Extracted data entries
○ ○ ○

PR #1282, opened 2020-06-16
GROOVY-9594: Rename whitelist/blacklist in SecureASTCustomizer to mor…

paulk-asert:
…e meaningful names

### DIFF
--- a/src/main/java/org/codehaus/groovy/control/customizers/SecureASTCustomizer.java
+++ b/src/main/java/org/codehaus/groovy/control/customizers/SecureASTCustomizer.java
@@ -110,7 +110,7 @@ import java.util.Map;
  * out, but new language features are then implicitly also available and this may not be desirable.
  * The implication is that you might need to update your configuration with each new release.
  * <p>
- * If you set neither an allowed list nor a disallowed list, then everything is permitted.
+ * If neither an allowed list nor a disallowed list is set, then everything is permitted.
  * <p>
  * Combinations of import and star import constraints are authorized as long as you use the same type of list for both.
  * For example, you may use an import allowed list and a star import allowed list together, but you cannot use an import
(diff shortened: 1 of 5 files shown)


src/main/java/org/codehaus/groovy/control/customizers/SecureASTCustomizer.java
```diff
@@ -94,24 +94,28 @@
...
- * Groovy language won't be allowed by defaut. Using blacklists, you can limit the features of the languages by opting
- * out, but new language features would require you to update your configuration.
+ * The recommended way of securing shells is to use allowed lists because it is guaranteed that future features of the
+ * Groovy language won't be accidentally allowed unless explicitly added to the allowed list.
+ * Using disallowed lists, you can limit the features of the language constructs supported by your shell by opting
+ * out, but new language features are then implicitly also available and this may not be desirable.
+ * The implication is that you might need to update your configuration with each new release.
  * <p>
- * If you set neither a whitelist nor a blacklist, then everything is authorized.
+ * If you set neither an allowed list nor a disallowed list, then everything is permitted.
```
jlstrater, line 113:
```suggestion
 * If neither an allowed list nor a disallowed list is set, then everything is permitted.
```

jlstrater: while you're in there... 

I tripped over this when reading it the first time. I think this might be clearer?

src/main/java/org/codehaus/groovy/control/customizers/SecureASTCustomizer.java
```diff
@@ -462,120 +662,200 @@ public void addExpressionCheckers(ExpressionChecker... checkers) {
...
     }
 
     /**
      * Sets the list of classes which deny method calls.
      *
      * Please note that since Groovy is a dynamic language, and
-     * this class performs a static type check, it will be reletively
-     * simple to bypass any blacklist unless the receivers blacklist contains, at
+     * this class performs a static type check, it will be relatively
+     * simple to bypass any disallowed list unless the receivers disallowed list contains, at
```
jlstrater, line 764: both here and below, I think this was supposed to be 'disallowed receivers list' instead of 'receiver[']s disallowed list'?

src/main/java/org/codehaus/groovy/control/customizers/SecureASTCustomizer.java
paulk-asert: both suggestions sound good to me

paulk-asert:
Merged, thanks everyone for the feedback.

PR #1285, opened 2020-06-21
GROOVY-9604: STC: add support for accessing additional closure methods and properties

eric-milles:
https://issues.apache.org/jira/browse/GROOVY-9604


danielsun1106:
Merged. Thanks.

PR #1286, opened 2020-06-22
GROOVY-8274: allow user-supplied methodMissing in non-static inner class

eric-milles:
InnerClassCompletionVisitor overwrote user's methodMissing or propertyMissing with synthetic dispatcher.

https://issues.apache.org/jira/browse/GROOVY-8274


danielsun1106:
Merged. Thanks!

PR #1556, opened 2021-04-12
GROOVY-10034: do not cast non-primitive array when target is Object[]

eric-milles:
https://issues.apache.org/jira/browse/GROOVY-10034

### DIFF
--- a/src/main/java/org/codehaus/groovy/classgen/asm/OperandStack.java
+++ b/src/main/java/org/codehaus/groovy/classgen/asm/OperandStack.java
@@ -338,6 +338,12 @@ public class OperandStack {
             return;
         }
 
+        // GROOVY-10034: no need to cast non-primitive array when target is "java.lang.Object[]"
+        if (targetType.isArray() && targetType.getComponentType().equals(ClassHelper.OBJECT_TYPE)
+                && top.isArray() && !ClassHelper.isPrimitiveType(top.getComponentType())) {
+            return;
+        }
+
         boolean primTarget = ClassHelper.isPrimitiveType(targetType);
         boolean primTop = ClassHelper.isPrimitiveType(top);
 
--- a/src/test/groovy/bugs/Groovy10034.groovy
+++ b/src/test/groovy/bugs/Groovy10034.groovy
@@ -1,0 +1,17 @@
+package groovy.bugs
+
+import org.codehaus.groovy.classgen.asm.AbstractBytecodeTestCase
+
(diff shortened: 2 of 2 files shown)


src/main/java/org/codehaus/groovy/classgen/asm/OperandStack.java
```diff
@@ -338,6 +338,12 @@ private void doConvertAndCast(ClassNode targetType, final boolean coerce) {
             return;
         }
 
+        // GROOVY-10034: no need to cast non-primitive array when target is "java.lang.Object[]"
```
danielsun1106, line 341: How about making the check more general? If the `top` component type is inherited from `target` component type, no need to cast type. The following code could be tweaked as:
```java
        if (targetType.isArray() && !ClassHelper.isPrimitiveType(targetType.getComponentType()) 
                  && top.isArray() && !ClassHelper.isPrimitiveType(top.getComponentType())
                  && targetType.getComponentType().isAssignableFrom(top.getComponentType())) {
            return;
        }
```

danielsun1106: It seems that we could make the check simpler, we do not add extra checks but tweak the existing check:

https://github.com/apache/groovy/blob/master/src/main/java/org/codehaus/groovy/classgen/asm/OperandStack.java#L334
```java
if (targetType == top) return;
```
tweaked as:
```java
if (targetType.getTypeClass().isAssignableFrom(top.getTypeClass())) return;
```

eric-milles: I wanted to keep the scope limited.  This is so widely used.  You could certainly add a new issue that references this one and I could take a look at it after I get through with array stuff.

eric-milles: `getTypeClass()` is a known unsafe method to use.  I would caution against that without thorough testing.

danielsun1106: OK. 
Here is the JIRA ticket to track the discusstion: https://issues.apache.org/jira/browse/GROOVY-10035

danielsun1106:
Merged. Thanks!

danielsun1106:
I created a PR https://github.com/apache/groovy/pull/1561 based on your current PR to tweak the check a bit.

PR #1561, opened 2021-04-14
GROOVY-10035: Eliminate redundant type cast

danielsun1106:
https://issues.apache.org/jira/browse/GROOVY-10035

### DIFF
--- a/src/main/java/org/codehaus/groovy/classgen/asm/OperandStack.java
+++ b/src/main/java/org/codehaus/groovy/classgen/asm/OperandStack.java
@@ -332,7 +332,8 @@ public class OperandStack {
 
         ClassNode top = stack.get(size - 1);
         targetType = targetType.redirect();
-        if (ClassNodeUtils.isCompatibleWith(top, targetType)) return;
+        if (top == targetType /* for better performance */
+                || ClassNodeUtils.isCompatibleWith(top, targetType)) return;
 
         if (coerce) {
             controller.getInvocationWriter().coerce(top, targetType);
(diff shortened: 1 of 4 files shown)


src/main/java/org/codehaus/groovy/classgen/asm/OperandStack.java
```diff
@@ -331,19 +332,13 @@ private void doConvertAndCast(ClassNode targetType, final boolean coerce) {
...
         if (coerce) {
             controller.getInvocationWriter().coerce(top, targetType);
             return;
         }
 
-        // GROOVY-10034: no need to cast non-primitive array when target is "java.lang.Object[]"
-        if (targetType.isArray() && targetType.getComponentType().equals(ClassHelper.OBJECT_TYPE)
-                && top.isArray() && !ClassHelper.isPrimitiveType(top.getComponentType())) {
-            return;
-        }
```
eric-milles, line 345: I thought the goal was to simplify from GROOVY-10034.  Now we have multiple new public APIs to support?  `Object[]` can accept any kind of array regardless of dimension, except one-dimensional primitive array.  This was accounted for in the original condition.

`targetType == top` is a much faster comparison then always making a method call.  `==` or `.equals` should probably be kept before making a method call.

danielsun1106: > I thought the goal was to simplify from GROOVY-10034. Now we have multiple new public APIs to support? Object[] can accept any kind of array regardless of dimension, except one-dimensional primitive array. This was accounted for in the original condition.

Actually the goal is to tweak the fix for GROOVY-10034, not only simplify the check but also make it general to eliminate more redundant type cast.
( See https://github.com/apache/groovy/pull/1556#discussion_r611815705 )

> targetType == top is a much faster comparison then always making a method call. == or .equals should probably be kept before making a method call.

OK. Let's add the check `targetType == top` before `isCompatibleWith` method call for better performance.

PR #1563, opened 2021-04-14
GROOVY-10036: STC: pass explicit type arguments of extension method call

eric-milles:
https://issues.apache.org/jira/browse/GROOVY-10036


danielsun1106:
Merged. Thanks!

PR #1565, opened 2021-04-17
GROOVY-9800: ClassNode#toString includes generics of type arguments

eric-milles:
https://issues.apache.org/jira/browse/GROOVY-9800


danielsun1106:
Merged. Thanks!

PR #1569, opened 2021-04-23
Fix typoes

zhang13690:
1. `hash` should be `dash`, right?
2. Should be `java.math.BigDecimal`


paulk-asert:
Correct with "dash", merged, thanks!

○ ○ ○

§ **WHAT TO WORK ON**
Only a number is needed here: the count of lines above that hold the string "configuration".

§ **TASK ANSWER**
3